### Required action
Produce word for word the lines of the data below running from the one that has "PR #126, opened 2023-03-03" to the one that has "This causes a", inclusive, and no others.

━━━━━━━━━━━━━━━━━━━━━━━━━━━━━━

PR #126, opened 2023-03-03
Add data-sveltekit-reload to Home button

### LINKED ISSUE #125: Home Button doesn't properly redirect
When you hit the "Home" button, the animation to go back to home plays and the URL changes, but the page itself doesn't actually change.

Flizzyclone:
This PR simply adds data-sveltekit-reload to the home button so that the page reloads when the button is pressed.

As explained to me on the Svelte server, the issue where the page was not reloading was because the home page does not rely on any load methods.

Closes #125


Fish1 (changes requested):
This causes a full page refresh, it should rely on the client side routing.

━━━━━━━━━━━━━━━━━━━━━━━━━━━━━━

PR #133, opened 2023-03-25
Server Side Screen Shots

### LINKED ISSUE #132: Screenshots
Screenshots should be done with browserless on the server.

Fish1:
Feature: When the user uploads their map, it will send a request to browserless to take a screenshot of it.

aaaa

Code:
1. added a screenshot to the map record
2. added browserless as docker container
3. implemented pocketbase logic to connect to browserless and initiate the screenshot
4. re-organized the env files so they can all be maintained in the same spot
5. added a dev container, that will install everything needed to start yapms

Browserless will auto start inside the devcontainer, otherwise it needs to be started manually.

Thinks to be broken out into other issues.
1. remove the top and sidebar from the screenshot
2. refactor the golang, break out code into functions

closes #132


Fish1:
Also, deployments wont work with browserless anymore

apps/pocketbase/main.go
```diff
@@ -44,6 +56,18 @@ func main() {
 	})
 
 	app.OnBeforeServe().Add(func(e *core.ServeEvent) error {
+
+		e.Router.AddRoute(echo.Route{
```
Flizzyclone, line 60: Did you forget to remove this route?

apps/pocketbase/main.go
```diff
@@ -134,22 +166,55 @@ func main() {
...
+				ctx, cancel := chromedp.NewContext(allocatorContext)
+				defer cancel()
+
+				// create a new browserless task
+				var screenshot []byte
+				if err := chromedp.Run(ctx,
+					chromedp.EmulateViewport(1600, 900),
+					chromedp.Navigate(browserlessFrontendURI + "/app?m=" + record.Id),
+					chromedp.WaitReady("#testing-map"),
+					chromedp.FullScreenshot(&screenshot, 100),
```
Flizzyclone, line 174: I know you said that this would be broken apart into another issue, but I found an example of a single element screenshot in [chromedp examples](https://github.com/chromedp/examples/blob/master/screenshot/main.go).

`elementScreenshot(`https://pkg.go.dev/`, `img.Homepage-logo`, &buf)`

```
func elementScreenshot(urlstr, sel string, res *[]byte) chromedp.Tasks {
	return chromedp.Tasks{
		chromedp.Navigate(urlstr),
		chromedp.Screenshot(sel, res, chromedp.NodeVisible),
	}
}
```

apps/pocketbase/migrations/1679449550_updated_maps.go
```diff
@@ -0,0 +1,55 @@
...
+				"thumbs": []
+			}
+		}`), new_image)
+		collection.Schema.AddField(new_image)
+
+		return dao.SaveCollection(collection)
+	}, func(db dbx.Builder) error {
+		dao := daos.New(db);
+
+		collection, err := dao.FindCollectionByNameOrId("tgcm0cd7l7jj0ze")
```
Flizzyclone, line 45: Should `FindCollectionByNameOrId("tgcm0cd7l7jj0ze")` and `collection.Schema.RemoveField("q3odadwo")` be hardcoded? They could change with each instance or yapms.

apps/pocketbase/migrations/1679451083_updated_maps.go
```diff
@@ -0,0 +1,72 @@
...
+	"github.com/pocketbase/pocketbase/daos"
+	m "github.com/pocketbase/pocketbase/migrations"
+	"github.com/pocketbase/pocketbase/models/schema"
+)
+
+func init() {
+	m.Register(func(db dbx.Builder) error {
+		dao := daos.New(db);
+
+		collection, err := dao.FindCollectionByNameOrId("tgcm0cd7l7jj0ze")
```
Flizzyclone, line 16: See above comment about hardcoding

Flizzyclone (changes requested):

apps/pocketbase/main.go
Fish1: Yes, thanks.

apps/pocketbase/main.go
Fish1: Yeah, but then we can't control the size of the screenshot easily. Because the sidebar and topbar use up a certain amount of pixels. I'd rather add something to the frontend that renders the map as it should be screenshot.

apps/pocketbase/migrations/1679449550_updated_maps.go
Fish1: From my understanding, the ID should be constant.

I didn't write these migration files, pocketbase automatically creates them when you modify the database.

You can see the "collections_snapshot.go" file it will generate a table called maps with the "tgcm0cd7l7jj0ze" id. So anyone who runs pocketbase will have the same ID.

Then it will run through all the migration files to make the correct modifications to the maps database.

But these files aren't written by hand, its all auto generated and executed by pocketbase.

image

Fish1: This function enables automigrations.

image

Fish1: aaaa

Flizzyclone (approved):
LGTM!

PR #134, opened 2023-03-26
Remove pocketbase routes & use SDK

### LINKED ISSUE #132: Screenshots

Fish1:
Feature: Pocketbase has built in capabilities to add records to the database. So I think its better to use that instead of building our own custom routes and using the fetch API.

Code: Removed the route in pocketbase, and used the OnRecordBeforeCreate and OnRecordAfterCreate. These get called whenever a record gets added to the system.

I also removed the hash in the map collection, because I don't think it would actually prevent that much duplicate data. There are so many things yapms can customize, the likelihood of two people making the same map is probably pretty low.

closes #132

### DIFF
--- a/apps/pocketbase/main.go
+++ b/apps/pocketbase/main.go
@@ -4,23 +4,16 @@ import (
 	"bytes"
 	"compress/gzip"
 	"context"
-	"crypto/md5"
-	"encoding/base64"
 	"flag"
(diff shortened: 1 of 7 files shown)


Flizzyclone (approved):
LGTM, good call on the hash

━━━━━━━━━━━━━━━━━━━━━━━━━━━━━━

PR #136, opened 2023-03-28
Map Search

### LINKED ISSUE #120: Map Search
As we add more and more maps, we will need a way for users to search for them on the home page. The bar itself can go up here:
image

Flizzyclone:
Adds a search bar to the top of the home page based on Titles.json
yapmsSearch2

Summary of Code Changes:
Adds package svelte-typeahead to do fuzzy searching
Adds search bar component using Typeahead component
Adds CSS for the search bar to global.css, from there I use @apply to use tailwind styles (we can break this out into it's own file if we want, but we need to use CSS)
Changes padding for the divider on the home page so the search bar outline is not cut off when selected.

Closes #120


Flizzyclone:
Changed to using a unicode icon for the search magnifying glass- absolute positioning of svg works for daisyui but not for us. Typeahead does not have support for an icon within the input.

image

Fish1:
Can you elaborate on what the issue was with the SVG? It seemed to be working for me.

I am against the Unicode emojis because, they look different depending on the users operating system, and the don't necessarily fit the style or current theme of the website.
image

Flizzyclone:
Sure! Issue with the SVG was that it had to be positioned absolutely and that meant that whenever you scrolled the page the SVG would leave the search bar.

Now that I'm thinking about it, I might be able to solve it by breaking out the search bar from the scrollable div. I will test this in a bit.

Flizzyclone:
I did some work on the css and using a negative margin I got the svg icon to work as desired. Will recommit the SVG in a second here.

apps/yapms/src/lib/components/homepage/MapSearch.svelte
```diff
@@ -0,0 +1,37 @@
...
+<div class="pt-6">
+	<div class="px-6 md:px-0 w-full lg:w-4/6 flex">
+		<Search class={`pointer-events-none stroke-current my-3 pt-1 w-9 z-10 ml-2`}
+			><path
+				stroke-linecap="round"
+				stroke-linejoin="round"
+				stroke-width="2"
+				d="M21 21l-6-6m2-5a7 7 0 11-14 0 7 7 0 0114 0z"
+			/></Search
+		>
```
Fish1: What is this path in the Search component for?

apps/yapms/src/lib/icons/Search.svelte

━━━━━━━━━━━━━━━━━━━━━━━━━━━━━━

### Written reply
PR #126, opened 2023-03-03
Add data-sveltekit-reload to Home button

### LINKED ISSUE #125: Home Button doesn't properly redirect
When you hit the "Home" button, the animation to go back to home plays and the URL changes, but the page itself doesn't actually change.

Flizzyclone:
This PR simply adds data-sveltekit-reload to the home button so that the page reloads when the button is pressed.

As explained to me on the Svelte server, the issue where the page was not reloading was because the home page does not rely on any load methods.

Closes #125


Fish1 (changes requested):
This causes a full page refresh, it should rely on the client side routing.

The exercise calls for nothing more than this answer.